In the Cokemachineglow tree fort we discussed recently the term “barbecue rap” as it related to the excellently anachronistic, backpack-friendly Tanya Morgan record Brooklynati. That record’s De La soulfulness exudes neighborliness and warmth pretty blatantly, but somehow this gently thuggish Curren$y record also feels applicable. The similarities aren’t exact. Maybe I’m just barbecuing a lot right now, or maybe like pornography I know barbecue rap when I see it. But: in the strange inversion currently occurring in hip-hop, wherein the virtues of the traditional underground are switching with the licentiousness of the mainstream, there seems to be blossoming a strange brand of rap track, less aggressive and more convivial in its braggadocio and sonically composed of equal parts electronica, top 40 pop and new age as much as it is hip-hop; and this type of track, found as easily on Paper Trail (2008) as on Starshipz & Rockets (2008), seems imbued with warm weather and a sort of post-Obama “up with people” sense of familial optimistism. Or maybe rappers are just listening to more P.M. Dawn these days.

“Summer Vacations,” off the new Cool Kids mixtape Gone Fishing, might embody barbecue rap more fully than anything off This Ain’t No Mixtape, with its curlicues of smoky synth lines evaporating lightly in the air and its windows-down slow-rolling bass line and its, you know, title, but the mixtape from which it is culled is interesting for entirely different reasons.

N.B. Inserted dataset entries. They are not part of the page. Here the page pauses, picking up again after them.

PR #172, opened 2021-11-07
Fix JSON struct tag for FileMeta

zwass:
This looks like it was typoed.


trishankatdatadog (approved):
How did go not catch this before? Surprising.

asraa (approved):
Thanks for the catch!

Huh, yeah. I wonder if we never caught it because we always had length/hashes added.

PR #171, opened 2021-11-04
WIP: Support delegated targets roles in repo writer

ethan-lowman-dd:

PR #175, opened 2021-11-16
feat: Support delegated targets roles in repo writer

mnm678:
This pr is a takeover of #171, which I don't seem to be able to edit directly.

cc @ethan-lowman-dd @asraa @trishankatdatadog @hosseinsia

### DIFF
--- a/client/errors.go
+++ b/client/errors.go
@@ -58,6 +58,7 @@ func isDecodeFailedWithErrRoleThreshold(err error) bool {
 	return isErrRoleThreshold(e.Err)
 }
 
+//lint:ignore U1000 unused
 func isErrRoleThreshold(err error) bool {
 	_, ok := err.(verify.ErrRoleThreshold)
 	return ok
--- a/client/errors.go
+++ b/client/errors.go
@@ -3,8 +3,6 @@ package client
 import (
 	"errors"
 	"fmt"
-
-	"github.com/theupdateframework/go-tuf/verify"
 )
 
 var (
@@ -47,21 +45,6 @@ type ErrMaxDelegations struct {
 
 func (e ErrMaxDelegations) Error() string {
 	return fmt.Sprintf("tuf: max delegation of %d reached searching for %s with snapshot version %d", e.MaxDelegations, e.Target, e.SnapshotVersion)
-}
-
-//lint:ignore U1000 unused
-func isDecodeFailedWithErrRoleThreshold(err error) bool {
-	e, ok := err.(ErrDecodeFailed)
-	if !ok {
-		return false
-	}
-	return isErrRoleThreshold(e.Err)
-}
-
-//lint:ignore U1000 unused
-func isErrRoleThreshold(err error) bool {
-	_, ok := err.(verify.ErrRoleThreshold)
-	return ok
 }
 
 type ErrNotFound struct {
--- a/local_store.go
+++ b/local_store.go
@@ -107,7 +107,6 @@ func (m *memoryStore) FileIsStaged(name string) bool {
 func (m *memoryStore) WalkStagedTargets(paths []string, targetsFn TargetsWalkFunc) error {
 	if len(paths) == 0 {
 		for path, data := range m.files {
-			fmt.Println("pd", path, data)
 			if err := targetsFn(path, bytes.NewReader(data)); err != nil {
 				return err
 			}
--- a/local_store.go
+++ b/local_store.go
@@ -42,6 +42,8 @@ type LocalStore interface {
 	Commit(bool, map[string]int64, map[string]data.Hashes) error
 
 	// GetSigners return a list of signers for a role.
+	// This may include revoked keys, so the signers should not
+	// be used without filtering.
 	GetSigners(role string) ([]keys.Signer, error)
 
 	// SaveSigner adds a signer to a role.
--- a/local_store.go
+++ b/local_store.go
@@ -14,7 +14,6 @@ import (
 
 	"github.com/theupdateframework/go-tuf/data"
 	"github.com/theupdateframework/go-tuf/encrypted"
-	"github.com/theupdateframework/go-tuf/internal/roles"
 	"github.com/theupdateframework/go-tuf/internal/sets"
 	"github.com/theupdateframework/go-tuf/pkg/keys"
 	"github.com/theupdateframework/go-tuf/util"
@@ -222,8 +221,7 @@ func (f *fileSystemStore) stagedDir() string {
 }
 
 func isMetaFile(e os.DirEntry) (bool, error) {
-	name := e.Name()
-	if e.IsDir() || !(filepath.Ext(name) == ".json" && roles.IsTopLevelManifest(name)) {
+	if e.IsDir() || filepath.Ext(e.Name()) != ".json" {
 		return false, nil
 	}
 
--- a/local_store.go
+++ b/local_store.go
@@ -107,6 +107,7 @@ func (m *memoryStore) FileIsStaged(name string) bool {
 func (m *memoryStore) WalkStagedTargets(paths []string, targetsFn TargetsWalkFunc) error {
 	if len(paths) == 0 {
 		for path, data := range m.files {
+			fmt.Println("pd", path, data)
 			if err := targetsFn(path, bytes.NewReader(data)); err != nil {
 				return err
 			}
--- a/repo.go
+++ b/repo.go
@@ -674,33 +674,52 @@ func (r *Repo) jsonMarshal(v interface{}) ([]byte, error) {
 	return json.MarshalIndent(v, r.prefix, r.indent)
 }
 
-func (r *Repo) setMeta(roleFilename string, meta interface{}) error {
-	role := strings.TrimSuffix(roleFilename, ".json")
-
+func (r *Repo) dbsForRole(role string) ([]*verify.DB, error) {
 	dbs := []*verify.DB{}
+
 	if roles.IsTopLevelRole(role) {
 		db, err := r.topLevelKeysDB()
 		if err != nil {
-			return err
+			return nil, err
 		}
 		dbs = append(dbs, db)
 	} else {
 		ddbs, err := r.delegatorDBs(role)
 		if err != nil {
-			return err
+			return nil, err
 		}
 
 		dbs = append(dbs, ddbs...)
+	}
+
+	return dbs, nil
+}
+
+func (r *Repo) signersForRole(role string) ([]keys.Signer, error) {
+	dbs, err := r.dbsForRole(role)
+	if err != nil {
+		return nil, err
 	}
 
 	signers := []keys.Signer{}
 	for _, db := range dbs {
 		ss, err := r.getSignersInDB(role, db)
 		if err != nil {
-			return err
+			return nil, err
 		}
 
 		signers = append(signers, ss...)
+	}
+
+	return signers, nil
+}
+
+func (r *Repo) setMeta(roleFilename string, meta interface{}) error {
+	role := strings.TrimSuffix(roleFilename, ".json")
+
+	signers, err := r.signersForRole(role)
+	if err != nil {
+		return err
 	}
 
 	s, err := sign.Marshal(meta, signers...)
@@ -717,20 +736,13 @@ func (r *Repo) setMeta(roleFilename string, meta interface{}) error {
 
 func (r *Repo) Sign(roleFilename string) error {
 	role := strings.TrimSuffix(roleFilename, ".json")
-	if !roles.IsTopLevelRole(role) {
-		return ErrInvalidRole{role, "only signing top-level metadata supported"}
-	}
 
 	s, err := r.SignedMeta(roleFilename)
 	if err != nil {
 		return err
 	}
 
-	db, err := r.topLevelKeysDB()
-	if err != nil {
-		return err
-	}
-	keys, err := r.getSignersInDB(role, db)
+	keys, err := r.signersForRole(role)
 	if err != nil {
 		return err
 	}
@@ -757,20 +769,28 @@ func (r *Repo) Sign(roleFilename string) error {
 // The name must be a valid metadata file name, like root.json.
 func (r *Repo) AddOrUpdateSignature(roleFilename string, signature data.Signature) error {
 	role := strings.TrimSuffix(roleFilename, ".json")
-	if !roles.IsTopLevelRole(role) {
-		return ErrInvalidRole{role, "only signing top-level metadata supported"}
-	}
 
 	// Check key ID is in valid for the role.
-	db, err := r.topLevelKeysDB()
+	dbs, err := r.dbsForRole(role)
 	if err != nil {
 		return err
 	}
-	roleData := db.GetRole(role)
-	if roleData == nil {
-		return ErrInvalidRole{role, "role missing from top-level keys"}
+
+	if len(dbs) == 0 {
+		return ErrInvalidRole{role, "no trusted keys for role"}
 	}
-	if !roleData.ValidKey(signature.KeyID) {
+
+	keyInDB := false
+	for _, db := range dbs {
+		roleData := db.GetRole(role)
+		if roleData == nil {
+			return ErrInvalidRole{role, "role is not in verifier DB"}
+		}
+		if roleData.ValidKey(signature.KeyID) {
+			keyInDB = true
+		}
+	}
+	if !keyInDB {
 		return verify.ErrInvalidKey
 	}
 
@@ -791,9 +811,11 @@ func (r *Repo) AddOrUpdateSignature(roleFilename string, signature data.Signatur
 
 	// Check signature on signed meta. Ignore threshold errors as this may not be fully
 	// signed.
-	if err := db.VerifySignatures(s, role); err != nil {
-		if _, ok := err.(verify.ErrRoleThreshold); !ok {
-			return err
+	for _, db := range dbs {
+		if err := db.VerifySignatures(s, role); err != nil {
+			if _, ok := err.(verify.ErrRoleThreshold); !ok {
+				return err
+			}
 		}
 	}
 
@@ -1476,18 +1498,9 @@ func (r *Repo) verifySignatures(metaFilename string) error {
 
 	role := strings.TrimSuffix(metaFilename, ".json")
 
-	dbs := []*verify.DB{}
-	if roles.IsTopLevelRole(role) {
-		db, err := r.topLevelKeysDB()
-		if err != nil {
-			return err
-		}
-		dbs = append(dbs, db)
-	} else {
-		dbs, err = r.delegatorDBs(role)
-		if err != nil {
-			return err
-		}
+	dbs, err := r.dbsForRole(role)
+	if err != nil {
+		return err
 	}
 
 	for _, db := range dbs {
--- a/repo.go
+++ b/repo.go
@@ -80,12 +80,12 @@ func (r *Repo) Init(consistentSnapshot bool) error {
 	root.ConsistentSnapshot = consistentSnapshot
 	// Set root version to 1 for a new root.
 	root.Version = 1
-	if err = r.setTopLevelMeta("root.json", root); err != nil {
+	if err = r.setMeta("root.json", root); err != nil {
 		return err
 	}
 
 	t.Version = 1
-	if err = r.setTopLevelMeta("targets.json", t); err != nil {
+	if err = r.setMeta("targets.json", t); err != nil {
 		return err
 	}
 
@@ -200,7 +200,7 @@ func (r *Repo) SetThreshold(keyRole string, t int) error {
 	if !r.local.FileIsStaged("root.json") {
 		root.Version++
 	}
-	return r.setTopLevelMeta("root.json", root)
+	return r.setMeta("root.json", root)
 }
 
 func (r *Repo) Targets() (data.TargetFiles, error) {
@@ -217,7 +217,7 @@ func (r *Repo) SetTargetsVersion(v int64) error {
 		return err
 	}
 	t.Version = v
-	return r.setTopLevelMeta("targets.json", t)
+	return r.setMeta("targets.json", t)
 }
 
 func (r *Repo) TargetsVersion() (int64, error) {
@@ -234,7 +234,7 @@ func (r *Repo) SetTimestampVersion(v int64) error {
 		return err
 	}
 	ts.Version = v
-	return r.setTopLevelMeta("timestamp.json", ts)
+	return r.setMeta("timestamp.json", ts)
 }
 
 func (r *Repo) TimestampVersion() (int64, error) {
@@ -252,7 +252,7 @@ func (r *Repo) SetSnapshotVersion(v int64) error {
 	}
 
 	s.Version = v
-	return r.setTopLevelMeta("snapshot.json", s)
+	return r.setMeta("snapshot.json", s)
 }
 
 func (r *Repo) SnapshotVersion() (int64, error) {
@@ -412,7 +412,7 @@ func (r *Repo) AddVerificationKeyWithExpiration(keyRole string, pk *data.PublicK
 		root.Version++
 	}
 
-	return r.setTopLevelMeta("root.json", root)
+	return r.setMeta("root.json", root)
 }
 
 func validExpires(expires time.Time) bool {
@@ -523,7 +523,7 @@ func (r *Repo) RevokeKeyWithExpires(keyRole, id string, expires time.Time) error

Indeed, Gone Fishing presents a shift in the Cool Kids’ ethos. Previously guarded, unwilling to step rashly into a bad verse or non-classic beat, they seem disarmingly lax here, kicking out a long, loose tape. Their aesthetic previously seemed crystallized into a few lines and sounds—that cymbal ride on “What It Iz,” the hook on “Black Mags,” the line “the concept of rocking shows is so old”—but here it’s stretched to full-length, parked in plain view and hood up, ready for investigation. This sonic idea they presented so earth-shatteringly a couple years ago appears, here, sorta approachable. Understandable, even.

It works. The amount of basketball and videogame references on Gone Fishing is truly idiotic, but Chuck’s flow has matured into something noteworthy: he sounds like he’s breathing through his ears on the first track. Opening up the hooks for Renaissance (2008)-reminiscent crooning on tracks like “Jump Rope” and the breathtakingly hot “Weekend Girls” shows an appealing willingness to fuck with their established formula. Don’t get it wrong: I still hope When Fish Ride Bicycles is like twelve perfect singles, and it’s good to hear that Mikey will still drop a phrase like “Rosey O’Donnell thick” on a track they’ll still kick like “Gold Links”—vintage Cool Kids, nothing out of place. But “Premium Blends” (for example) sounds less like the Cool Kids and more like just a really hot track, and by the time the MTV Jams staple “Pennies” rolls around, updated with a winsome Ludacris Guest Verse™, it becomes clear that the appeal of this mixtape isn’t that of an underground crush maintaining heat but something else entirely. The revelation is, instead, the sound of the Cool Kids being assimilated into the mainstream without sacrificing any of their singularity. When MySpace stars start looking like album artists and a No Limit also-ran turns a mixtape into a profoundly promising debut, rap is headed some place strange and new indeed. Fortunately, Bun B can guest on anything.